Choose Gemini Code Assist for smooth integration#
Choose Gemini Code Assist when you want a constant pair programmer. It is ideal for frontend development and teams that want to augment their existing workflow without leaving the IDE. Its interactive nature means it sometimes needs more guidance on complex tasks, but its safety-first approach and free tier make it a fantastic, low-risk tool for daily use.
The bottom line
The right choice depends on your role and what you are building.
Developer Persona | Primary Pain Point | Recommended Assistant | Why It Wins |
Backend and devOps specialist | Complex system management, large-scale automation. | Claude Code | Its massive context window and scriptable, agentic nature are perfect for processing huge log files, refactoring infrastructure as code, and automating CI/CD tasks. |
Full-stack polyglot | Constant context-switching between languages and frameworks. | OpenAI Codex | Its broad general knowledge, powered by GPT-4, makes it the best choice for jumping between different tech stacks and getting quick, accurate answers. |
Product-focused frontend developer | Maintaining flow while building UIs in an IDE. | Gemini Code Assist | The seamless in-editor experience accelerates the core component creation loop. Its free tier makes it a no-brainer for individuals and small teams. |
Engineering manager/tech lead | Team productivity, budget, risk, and code quality. | A mix of tools | Equip the whole team with Gemini for daily productivity (low cost, high safety). Provide Claude or Codex licenses to senior engineers for strategic technical debt reduction and major project acceleration. |
There is no single “best” tool. You are choosing a specific kind of teammate.
Claude Code is the autonomous expert you delegate to.
OpenAI Codex is the knowledgeable consultant you brainstorm with.
Gemini Code Assist is the diligent pair programmer who helps with every line of code.
Start with the tool that addresses your biggest point of friction, and keep experimenting.

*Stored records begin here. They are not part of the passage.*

PR #1258, opened 2026-06-24
refactor(Relativity): golf prodT_toComplex proof

yidiq7:
## Summary

Golfs the proof of `prodT_toComplex` in
`Physlib/Relativity/Tensors/RealTensor/ToComplex.lean`.

The lemma states that `toComplex` of a tensor product equals the (complexified)
product of the `toComplex`s, and is proved by a double induction over the tensor
basis (outer over `t`, inner over `t1`).

## What changed

The statement (name, binders, type) is **unchanged** — only the tactic block is
rewritten.

The original proof set up the induction motives by hand: it `let`-bound a
predicate `P` (with an explicit `∀ t1, …`), proved `have hP : P t := by apply
induction_on_basis …`, did the same again for an inner predicate `P1`, and
finished with `exact hP t1`. Each non-basis case was wrapped in
`dsimp [P] … ; refine (by simp [...])`.

`induction_on_basis` is already a well-formed eliminator (implicit motive `P`,
major premise `t` last, conclusion `P t`), so the whole scaffold collapses into
the idiomatic `induction t using induction_on_basis with` form, nested for the
second tensor. Fixing `t1` instead of quantifying over it lets the inductive
hypotheses be used directly, removing every `let P` / `have hP` / `dsimp [P]` /
`refine (by …)` step.

## How it's golfed

- **Length**: ~84 lines → 16 lines. The two hand-rolled motive definitions, the
  two `apply induction_on_basis (c := …) (P := …) (t := …)` invocations, the
  `exact hP …` plumbing, and four `refine (by …)` wrappers are all gone.
- **Speed**: drops the per-case `dsimp [P]` / `dsimp [P1]` unfolding steps and
  the `refine` indirection; the zero/scalar/additive cases are now single `simp`
  calls. The (unavoidable) basis-case `simp` is kept verbatim.
- **Structure**: replaces the manual predicate/`apply`/`exact` pattern with
  named-case `induction … using … with`, matching Mathlib conventions and making
  the four basis-induction cases (`h`, `hzero`, `hsmul`, `hadd`) explicit and
  readable.

## Verification

- `lake build Physlib` succeeds (full build green).
- No `sorry`, no errors or warnings introduced.
- Axioms unchanged: `propext`, `Classical.choice`, `Quot.sound`.


jstoobysmith (approved):
Approved - will merge now.

PR #1260, opened 2026-06-24
auto-task(quantaWaveNumber_subset_brillouinZone): golf Brillouin-zone membership proof

yidiq7:
## Summary

Golfs the proof of `quantaWaveNumber_subset_brillouinZone` in
`Physlib/CondensedMatter/TightBindingChain/Basic.lean` from 74 lines down to 26,
with no change to the statement.

## What changed

The lemma shows that each quantized wavenumber
`2π/(a·N)·(n − ⌊N/2⌋)` lies in the Brillouin zone `[−π/a, π/a)`.

The original proof duplicated its whole setup (`generalize T.N`, `generalize T.a`,
`NeZero` reasoning) across the two `Set.Ico` bounds, and inside each bound it ran a
full even/odd case split on `N` (`Nat.even_or_odd'`) with bespoke `field_simp` /
`div_lt_iff₀` manipulations.

The key observation is that both bounds reduce, after factoring out the common
positive scalar `π/a`, to the linear facts

* `-1 ≤ 2·(n − ⌊N/2⌋)/N`  and
* `2·(n − ⌊N/2⌋)/N < 1`,

which in turn follow from the elementary nat bounds `2·⌊N/2⌋ ≤ N` and
`N ≤ 2·⌊N/2⌋ + 1` (both discharged by `omega`) together with `0 ≤ n < N`. No
even/odd case analysis is needed.

Concretely:

* The shared `generalize`/positivity setup is hoisted out of the two bullets and
  done once.
* The two `Nat.even_or_odd'` case-bashes are replaced by clearing the denominator
  (`le_div_iff₀` / `div_lt_one`) followed by `linarith` against the cast `omega`
  bounds.
* The high-level factoring scaffold (`le_of_eq_of_le` / `le_of_le_of_eq` /
  `mul_le_mul_of_nonneg_left`, and the `lt_…` analogues) is kept, since it is
  already idiomatic.

## Why

Shorter, faster to elaborate, and more readable: the proof now makes explicit that
the result is a single linear inequality about `⌊N/2⌋`, rather than two parallel
even/odd computations.

## Verification

* `lake build` completes successfully with the golfed proof in place.
* No `sorry`, no new axioms (only `propext`, `Classical.choice`, `Quot.sound`), and
  no new errors or warnings.
* The lemma statement (name, binders, type) is byte-for-byte unchanged.


jstoobysmith (approved):
lgtm - approved.

PR #1261, opened 2026-06-24
auto-task(pauliBasis_minkowskiMetric_pauliBasis'): golf Pauli basis Minkowski metric proof

doxtor6:
## Summary

Golfs the proof of `pauliBasis_minkowskiMetric_pauliBasis'` in
`Physlib/Relativity/PauliMatrices/SelfAdjoint.lean`.

The original proof did an explicit four-way `match` on `i : Fin 1 ⊕ Fin 3`.
Each of the three `Sum.inr` branches repeated a byte-for-byte identical 8-line
block: an unnecessary inner `cases i` (on a value already fixed by the outer
match) followed by `ext`/`simp_all`. Only the `Sum.inl 0` branch was different.

The entire case analysis collapses to a single `fin_cases i <;> simp [...]`,
unioning the simp lemma sets that were used across the branches
(`pauliSelfAdjoint'`, `pauliSelfAdjoint`, `pauliBasis`, `pauliBasis'`,
`minkowskiMatrix.inr_i_inr_i`, plus `Subtype.ext_iff`, `NegMemClass.coe_neg`,
`neg_neg` to discharge the subtype/negation equalities).

## Changes

- `Physlib/Relativity/PauliMatrices/SelfAdjoint.lean`: proof body 33 lines → 3
  lines. Removes the redundant inner `cases i` and the three duplicated branch
  blocks; no `match` boilerplate.
- The lemma statement (name, binders, type) is unchanged.

## Verification

- `lake build Physlib.Relativity.PauliMatrices.SelfAdjoint` succeeds.
- No `sorry`; axioms unchanged (`propext`, `Classical.choice`, `Quot.sound`
  only); no new errors or warnings.


jstoobysmith (approved):
looks good, thanks - approved.

PR #1271, opened 2026-06-25
auto-task(spectrum_subset_of_isOpen): flatten auto-generated proof scaffolding

mshibashish:
## Summary

Golfs the proof of `HermitianMat.spectrum_subset_of_isOpen` in
`QuantumInfo/ForMathlib/HermitianMat/CFC.lean`. Only the tactic block is
touched — the lemma statement (name, binders, type) is byte-for-byte
identical.

The original proof was machine-generated and carried a large amount of
scaffolding: **15** separate `generalize_proofs at *; (` invocations wrapping
nearly every step, together with a corresponding 5-level-deep tail of `)))))`.
Each `generalize_proofs at *` rescans the entire local context, but none of the
hypotheses here have proof terms embedded in their *types*, so every one of
these passes is a no-op.

## What changed

- **Removed all 15 redundant `generalize_proofs at *` passes** and the matching
  paren nesting, turning a deeply nested expression into a flat sequence of
  `have`/`obtain` steps. This is the bulk of the win on all three axes:
  - *speed* — no longer rescans the whole context 15 times during elaboration;
  - *length* — `47 insertions(+), 54 deletions(-)`;
  - *structure* — the proof now reads top-to-bottom instead of as a wall of
    `generalize_proofs at *; (` lines closed by a single `)))))`.
- Minor idiomatic cleanups, all behaviour-preserving:
  - dropped redundant `by exact` wrappers (`hK_compact`, `hK_disjoint`,
    `h_unitary_open`, `h_unit`) in favour of direct terms;
  - `spectrum_subset_closedBall B |> fun h => h.trans <| …` written as the
    direct `(spectrum_subset_closedBall B).trans …`;
  - `linarith!` → `linarith` (the goal is purely real-linear);
  - merged the `have := Metric.isOpen_iff.mp …` / `obtain … := this` pair into a
    single `obtain`;
  - rewrapped over-long lines and removed stray trailing `;`/`,`.

The mathematically load-bearing steps (the `simp_all`/`simpa` units argument,
the compactness subcover, the `min'` bound, the final `filter_upwards`) are kept
verbatim.

## Verification

- `lake build QuantumInfo.ForMathlib.HermitianMat.CFC` succeeds with no errors
  and no warnings.
- LSP diagnostics for the file are empty.
- `#print axioms` reports only `propext`, `Classical.choice`, `Quot.sound` — no
  `sorryAx`, no new axioms.

### DIFF
--- a/QuantumInfo/ForMathlib/HermitianMat/CFC.lean
+++ b/QuantumInfo/ForMathlib/HermitianMat/CFC.lean
@@ -640,75 +640,68 @@ set_option maxHeartbeats 400000 in
 lemma spectrum_subset_of_isOpen (A₀ : HermitianMat d ℂ) (U : Set ℝ)
     (hU : IsOpen U) (hAU : spectrum ℝ A₀.mat ⊆ U) :
     ∀ᶠ B in nhds A₀, spectrum ℝ B.mat ⊆ U := by
-  -- Let $M = \|A₀\| + 1$. For $B$ in a ball of radius $1$ around $A₀$, $\|B\| \leq M$, so $\sigma(B) \subseteq \overline{B(0, M)}$.
-  obtain ⟨M, hM⟩ : ∃ M : ℝ, ∀ B : HermitianMat d ℂ, ‖B - A₀‖ < 1 → spectrum ℝ B.mat ⊆ Metric.closedBall 0 M := by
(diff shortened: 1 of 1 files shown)


jstoobysmith (approved):
Many thanks for this PR and for running the script! This is very helpful. I've approved, and once the linters finish I will merge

AI as a partner, not a replacement#
These AI coding assistants are not replacements for developers. They are powerful amplifiers of our skills. They automate tedious tasks, accelerate complex work, and act as readily available resources of knowledge.

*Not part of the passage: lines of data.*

PR #1272, opened 2026-06-25
feat(FluidDynamics): add pressure field API

Robby955:
This adds a small pressure-field layer to `FluidDynamics`, built on the existing `FluidState`, stress-tensor, and momentum-balance API. It is meant as a starting point for the pressure API discussed in #862; I kept it to the parts the current library supports cleanly, and can adjust the shape to fit the intended requirements.

### Added

`Physlib/FluidDynamics/Pressure.lean`:
- `PressureField`: a scalar pressure field.
- `FluidWithPressure`: a `FluidState` together with a pressure field.
- `pressureStress`: the isotropic pressure stress `-p • I`; `pressureStress_apply`, `pressureStress_offDiag`, and `pressureStress_symm` give its components and symmetry.
- `pressureForce`: the pressure force density `-∇p`, with `pressureForce_apply`.
- `matrixDiv_pressureStress`: the divergence of the pressure stress equals the pressure force, the bridge into the momentum balance.
- `toMomentumBalance`: packages a `FluidWithPressure` as momentum-balance data.

`Physlib.lean`: imports the new module.

### Reviewer map

`Pressure.lean` reads top to bottom: the field and `FluidWithPressure`, then the stress tensor and its lemmas, then the force and the `matrixDiv_pressureStress` bridge, and finally `toMomentumBalance`.

### DIFF
--- a/Physlib.lean
+++ b/Physlib.lean
@@ -71,6 +71,7 @@ public import Physlib.FluidDynamics.FluidState
 public import Physlib.FluidDynamics.NavierStokes.Basic
 public import Physlib.FluidDynamics.NavierStokes.Continuity
 public import Physlib.FluidDynamics.NavierStokes.Momentum
+public import Physlib.FluidDynamics.Pressure
 public import Physlib.Mathematics.Calculus.AdjFDeriv
 public import Physlib.Mathematics.Calculus.Divergence
 public import Physlib.Mathematics.Calculus.ParametricIntegration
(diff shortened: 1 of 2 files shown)


jstoobysmith:
See the changes and discussion here #1125 related to setting up Fluid mechanics properly. Maybe if you want to go in this direction you can adapt some of the work of @FloWsnr there (adding them as a co-author on the relevant commits).

Robby955:
Yes sure, I will study #1125 and I am interested to see if my approach even makes sense with the discussion and @FloWsnr expert work.

Robby955:
I will read #1125 and @FloWsnr's fluid-mechanics setup and align the pressure layer with that direction rather than the standalone shape here.

Robby955:
closing this as I believe @FloWsnr approach already has this covered properly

The real skill now is learning which tool to pick for the work at hand. These tools are being updated constantly, so my best advice is to start experimenting now. Pick the tool that matches your workflow, use it for a week, and see how it changes the way you work.
Want to go deeper? Here’s a curated list of our best-selling AI assistant courses. Explore them to build your skills now!

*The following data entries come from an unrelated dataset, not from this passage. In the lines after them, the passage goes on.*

PR #1274, opened 2026-06-25
feat(Relativity): add Levi-Civita Lorentz tensor and antisymmetry

Robby955:
Adds the rank-4 Levi-Civita tensor `εⁱʲᵏˡ` on the complex Lorentz tensor space and proves its antisymmetry under exchange of the first two indices.

### Added

- `leviCivita` (`Physlib/Relativity/Tensors/ComplexTensor/Metrics/Basic.lean:51`): the tensor `ℂT[.up, .up, .up, .up]` built through `ofRat`, sending a component map to `⟨1, 0⟩` on the 12 even permutations of `(0,1,2,3)`, to `⟨-1, 0⟩` on the 12 odd permutations, and to `⟨0, 0⟩` whenever any index repeats.
- `ε4` notation (`Metrics/Basic.lean:128`): scoped `complexLorentzTensor` notation for `leviCivita`, alongside the existing `εL` / `εR` metric notations in the same section.
- `leviCivita_eq_ofRat` (`Metrics/Basic.lean:455`): restates `ε4` as its explicit `ofRat` sign table, with proof `rfl`, so the table is definitionally the tensor and downstream component rewrites can target it directly.
- `leviCivita_antisymm` (`Metrics/Lemmas.lean:102`): the identity `{ε4 | μ ν ρ σ = - (ε4 | ν μ ρ σ)}ᵀ`, proved by reducing both sides to basis components, applying `← map_neg`, and closing the finite component case split with `decide`.

### Reviewer map

- The sign table and the notation sit next to the existing metric tensors (`dualLeftMetric`, `dualRightMetric`) and reuse their `ofRat` / `_eq_ofRat` shape, so the new declarations read against the surrounding file.
- `leviCivita_antisymm` follows `dualRightMetric_antisymm` in `Lemmas.lean`: the same `permT_basis_repr_symm_apply` then `ofRat_basis_repr_apply` then `decide` skeleton, with `set_option maxRecDepth 100000` for the wider case split over the four free indices.
- Both lemmas reduce to `decide`, so a reviewer can check the sign table component by component rather than trusting the by-hand permutation parities.

### Convention

The normalization here is all-up `ε^{0123} = +1`, totally antisymmetric, in the mostly-minus metric. If a different sign or a lowered-index height better fits the intended (2.23)-(2.30) identities of the reference note, the table can be flipped or the indices lowered to match, and the antisymmetry proof carries over unchanged.


Physlib/Relativity/Tensors/ComplexTensor/Metrics/Basic.lean
```diff
@@ -47,6 +47,59 @@ abbrev dualLeftMetric : ℂT[.downL, .downL] := complexLorentzTensor.metricTenso
 /-- The metric `ε_{dot a}_{dot a}` as a complex Lorentz tensor. -/
 abbrev dualRightMetric : ℂT[.downR, .downR] := complexLorentzTensor.metricTensor Color.downR
 
+/-- The Levi-Civita tensor `εⁱʲᵏˡ` as a complex Lorentz tensor, with `ε⁰¹²³ = 1`. -/
+noncomputable def leviCivita : ℂT[.up, .up, .up, .up] :=
```
jstoobysmith: This should likely go into its own file system. There may also be a more systematic way of defining it.

jstoobysmith:
I also think @wdconinc might have ideas about the Levi-Civita tensor

Robby955:
That makes sense. I will move leviCivita and its lemmas into their own file under the tensor metrics directory. For the full definition, I will wait for maintainers and @wdconinc's input before reworking it rather than lock in anything now.

Robby955:
I have moved leviCivita and its lemmas into their own file, Physlib/Relativity/Tensors/ComplexTensor/Metrics/LeviCivita.lean. On a more systematic definition, I will wait for @wdconinc's input before reworking it.

Robby955:
-awaiting-author

Physlib/Relativity/Tensors/ComplexTensor/Metrics/LeviCivita.lean
jstoobysmith, line 1: Maybe we should even put it in Tenors/LeviCivita/Basic.lean

Physlib/Relativity/Tensors/ComplexTensor/Metrics/LeviCivita.lean
```diff
@@ -0,0 +1,153 @@
...
+open TensorProduct
+noncomputable section
+
+namespace complexLorentzTensor
+open Fermion
+open TensorSpecies
+open Tensor
+
+/-- The Levi-Civita tensor `εⁱʲᵏˡ` as a complex Lorentz tensor, with `ε⁰¹²³ = 1`. -/
+noncomputable def leviCivita : ℂT[.up, .up, .up, .up] :=
```
jstoobysmith: I think the most important question here will be: "What is the best type for this". I think if we define it as a real tensor, we can define it in general dimensions.

wdconinc:
I'm away at a conference so I didn't see this earlier, but the Levi-Civita symbol and tensor was the reason I introduced the generalized Kronecker delta since it's the same object. Then the contractions follow from the generalized Kronecker delta contraction properties.

Robby955:
Thanks @wdconinc , and full credit to you for the generalized Kronecker delta. That makes sense, the Levi-Civita symbol is the same object as you pointed out.

 I'll rework this to define Levi-Civita through the generalized Kronecker delta so the contractions follow from its contraction properties, instead of duplicating it. If that all sounds good or wouldn't collide with your work of course.

wdconinc:
Pulled up my laptop now...

Based on the generalized Kronecker delta, I've got the symbol
```
abbrev leviCivita4Int (μ ν ρ σ : Fin 4) : ℤ :=
  generalizedKroneckerDelta 4 ![μ, ν, ρ, σ] id
```
and I define a covariant and contravariant tensor from this, definitionally.

The contraction identity for the Kronecker delta
```
∑ μ : Fin k → ι, δ^{(μ,lam)}_{(μ,ω)} = k! · δ^{lam}_{ω}
```
(with proof a bit annoying with many lemmas, but inductive based on Laplace's method for determinant).

Then this leads to proofs for `ε^{μνρσ} ε_{μντω} = -2 (g^ρ_τ g^σ_ω - g^ρ_ω g^σ_τ)`, `ε^{μνρσ} ε_{μνρτ} = -6 g^σ_τ`, and `ε^{μνρσ} ε_{μνρσ} = -24` where the magic integers are k!.

Robby955:
That's clearly cleaner through your generalized Kronecker delta, with the k! factors falling out of the contraction identity. Do you want to take it? I'll defer to you on the Kronecker delta and the contractions, since it's your object. If a thin Levi-Civita tensor and antisymmetry wrapper over your leviCivita4Int is useful, you should run with the whole thing. Full credit to you either way.

wdconinc:
> That's clearly cleaner through your generalized Kronecker delta, with the k! factors falling out of the contraction identity. Do you want to take it? I'll defer to you on the Kronecker delta and the contractions, since it's your object. If a thin Levi-Civita tensor and antisymmetry wrapper over your leviCivita4Int is useful, you should run with the whole thing. Full credit to you either way.

Either way. In very new to Lean so happy to defer. Even if GitHub commits or PRs counted as credit for tenure in my field, it's too late anyway for me to benefit from it :-D

I don't like my current proof of the generalized contraction. It seems support for minor sub matrices that are missing column,row = i,j should be easier to define and handle, or even a Laplace expansion should be an established pattern, but instead I'm kinda having to reinvent the wheel I feel, and I fear it's mostly due to my inexperience with Lean and/or mathlib.

Robby955:
Sounds good. I’ll try wiring the Levi-Civita tensor and antisymmetry directly off `leviCivita4Int`.

For the contraction, I think mathlib should save us from most of the manual determinant work. The useful lemmas look like:

`Matrix.det_succ_row` / `Matrix.det_succ_column` for the Laplace expansion, and
`det_eq_sum_row_mul_submatrix_succAbove_succAbove_det` in `Determinant/Misc.lean`, which writes the determinant as a row-sum of an entry times the delete-row/delete-column minor. That seems to me to match the submatrix we’re currently defining by hand.

For the `k!` factor, I’d probably use the permutation-sum form via `Matrix.det_apply`, then use `det_permute` to handle the sign cleanly.

wdconinc:
> `Matrix.det_succ_row` / `Matrix.det_succ_column` for the Laplace expansion, and
> `det_eq_sum_row_mul_submatrix_succAbove_succAbove_det` in `Determinant/Misc.lean`, which writes the determinant as a row-sum of an entry times the delete-row/delete-column minor. That seems to me to match the submatrix we’re currently defining by hand.

Yeah, that's the lemma I was clearly missing :-)

One thing that I've found hard in mathlib is searching for the useful patterns, whether as a physicist I'm used to calling it by a different name, or whether it's because in mathlib it is implemented a level of abstraction higher than I'm used to dealing with it, or sometimes because it's using a notation shortcut that is not quite as amenable to searching.

Robby955:
Reworked Levi-Civita through the generalized Kronecker delta: leviCivita is now ofRat (fun f => generalizedKroneckerDelta f id), and antisymmetry follows from a det row-swap (Matrix.det_permute) instead of the decide over 256 components.

Physlib/Relativity/Tensors/ComplexTensor/Metrics/LeviCivita.lean
```diff
@@ -0,0 +1,90 @@
...
+open Complex
+open TensorProduct
+noncomputable section
+
+namespace KroneckerDelta
+open Matrix
+
+/-- Swapping two of the upper indices of the generalized Kronecker delta negates it.
+This is one row transposition of the underlying determinant. -/
+lemma generalizedKroneckerDelta_swap {α ι : Type} [DecidableEq α] [DecidableEq ι] [Fintype ι]
```
wdconinc: Does it make more sense to put this in Kronecker.lean?

Physlib/Relativity/Tensors/ComplexTensor/Metrics/LeviCivita.lean
jstoobysmith: Think I would still make this move here.

Physlib/Relativity/Tensors/ComplexTensor/Metrics/LeviCivita.lean
```diff
@@ -0,0 +1,74 @@
+/-
+Copyright (c) 2024 Joseph Tooby-Smith. All rights reserved.
+Released under Apache 2.0 license as described in the file LICENSE.
+Authors: Joseph Tooby-Smith
```
jstoobysmith: Should not be me here.

Physlib/Relativity/Tensors/ComplexTensor/Metrics/LeviCivita.lean
```diff
@@ -0,0 +1,74 @@
...
+open Fermion
+open TensorSpecies
+open Tensor
+open KroneckerDelta
+
+/-- The Levi-Civita tensor `εⁱʲᵏˡ` as a complex Lorentz tensor, with `ε⁰¹²³ = 1`.
+
+The component on a multi-index `f` is the generalized Kronecker delta of `f` against the
+identity, i.e. the sign of `f` when `f` is a permutation and `0` otherwise. -/
+noncomputable def leviCivita : ℂT[.up, .up, .up, .up] :=
```
jstoobysmith: I think we could make this a real tensor, rather then a complex tensor, no?

Physlib/Relativity/Tensors/ComplexTensor/Metrics/LeviCivita.lean
```diff
@@ -0,0 +1,74 @@
...
+        = -{ fst := (↑y : ℚ), snd := 0 } := by
+    intro x y h; subst h
+    show (⟨(↑(-y) : ℚ), 0⟩ : Physlib.RatComplexNum) = ⟨-↑y, -0⟩
+    rw [Int.cast_neg, neg_zero]
+  apply hcast
+  rw [← generalizedKroneckerDelta_swap _ _ (Fin.zero_ne_one (n := 2))]
+  congr 1
+  funext i
+  fin_cases i <;> rfl
+
```
jstoobysmith: Would be nice to write down other properties of the leviCivita tensor, even in just with `sorry` proof for now.

Physlib/Relativity/Tensors/ComplexTensor/Metrics/LeviCivita.lean
Robby955: Good point let me take a look

Robby955:
- Moved the file to Physlib/Relativity/Tensors/LeviCivita/Basic.lean and updated the import tree.
- Fixed the header authorship.
- Switched it to a real Lorentz tensor (realLorentzTensor 3) as suggested. The integer components go through TensorInt.toTensor, and the antisymmetry argument carries over unchanged via permT_basis_repr_symm_apply and generalizedKroneckerDelta_swap.
- Added more properties: the explicit component formula, vanishing on a repeated index, and antisymmetry under all three adjacent index swaps (it previously only had the first pair).

For the epsilon-epsilon contraction identities, I think I would rather do those in a follow-up than stub them if that makes sense with you. I can add them regardless though. Let me know if I missed anything,

Robby955:
-awaiting-author

jstoobysmith (approved):
Approved - this now looks good to me1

By letting these AI assistants handle the routine tasks, we free ourselves to focus on the core aspects of software engineering: creativity, architectural vision, and a deep understanding of the problems we are trying to solve. The future of coding is collaborative, and our new teammates are AI-powered.
My two cents: While tools can change, many of the principles remain the same: invest in your test suites (so AI can use them), maintain good documentation (AI can read that too!), and treat AI suggestions with healthy skepticism and thorough testing. When used wisely, these AI coding assistants can significantly speed up development and improve code quality, but they are most powerful in the hands of developers who understand their strengths and limitations.